The new system will be built almost exclusively based on the very latest computer technologies, in particular the recently announced Lenovo  Neptune direct watercooled hpc server systems, equipped with the latest generations of  AMD "Genoa" CPUs and NVIDIA "Hopper" graphics processors;  IBM Elastic Storage ESS systems and TS4500 Tape Libraries  and last but not least "next data rate" NVIDIA Quantum-2 Infiniband network gear.

Installation of the new system will take place in several stages, starting in December 2022 with the delivery of management and storage systems. IT-facilities, in particular the new direct water cooling system, which will permit the highly efficient use of up to 40°C warm water for cooling, will be prepared in early 2023. This work is expected to take about two weeks and is the only installation phase in which the current HPC system will have to be taken out of service for an extended period of time.

Installation of the CPU-partition for general purpose scientific modeling and numerical simulations shall be completed by May 2023 and will be followed - depending on the availability of the new graphic processors - by the installation of a GPU-partition for machine learning applications. The final acceptance phase of the new system is currently planned for September 2023.
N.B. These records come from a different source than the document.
PR #3332, opened 2015-06-03
fix messages with push flag *and* sms flag set...

mcginty:
The insecure message approval logic sets the message as forced SMS but doesn't unset the push flag, so all our view logic was displaying insecure-fallback SMS messages as push without a lock. 

origin: https://github.com/WhisperSystems/TextSecure/blob/master/src/org/thoughtcrime/securesms/ConversationItem.java#L511


moxie0:
maybe we should unset push at fallback time instead?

Compared to the HPC system in use at the institute today, the new system is expected to provide about five times more throughput for calculations and file operations and double the available on-line file storage capacity - an additional, semi-automatic storage layer for cold data, which will be used for the first time for HPC systems of the institute, not yet being accounted for. High performance random access memory capacity will increase seven-fold. Based on data provided by the vendor, average power consumption will only raise two-fold, which indicates that the overall efficiency of the new HPC system will increase significantly as well.

The current HPC system will continue to operate throughout most parts of the installation stages, except during the installation of the new direct water cooling, the migration of user data and during the final performance tests.

Hardware capabilities of the new system

  1. CPU partition with 30.720 AMD EPYC 9554 "Genoa" CPU cores @ 3.1 GHz base clock,
                                 a total of 180 TByte DDR5 RAM @ 4800 MT/s - 6 GB RAM per CPU core;

  2. GPU partition with 8 x 4 NVIDIA "Hopper" GPU with 2 CPU and 1.5 TByte RAM per system;

  3. High performance interconnect based on NVIDIA Infiniband NDR200 and NDR technology;

  4. A fast NVMe storage tier with about 600 TByte net capacity;

  5. A capacity storage tier with about 8.000 TByte net capacity;

  6. Two tape storage libraries with an initial capacity of  30-60* Petabyte each for cold data, backup and disaster recovery.
* 30 PByte tape cartridges installed, storage slots for 30PByte additional cartridges available.

System maintenance for a minimum of four years after acceptance

Acknowledgements

Directors and staff of PIK are grateful to the Land Brandenburg and in particular the The Ministry of Science, Research and Culture for funding this important investment, which will enable the Institute to conduct its research at the highest level well into the year 2030.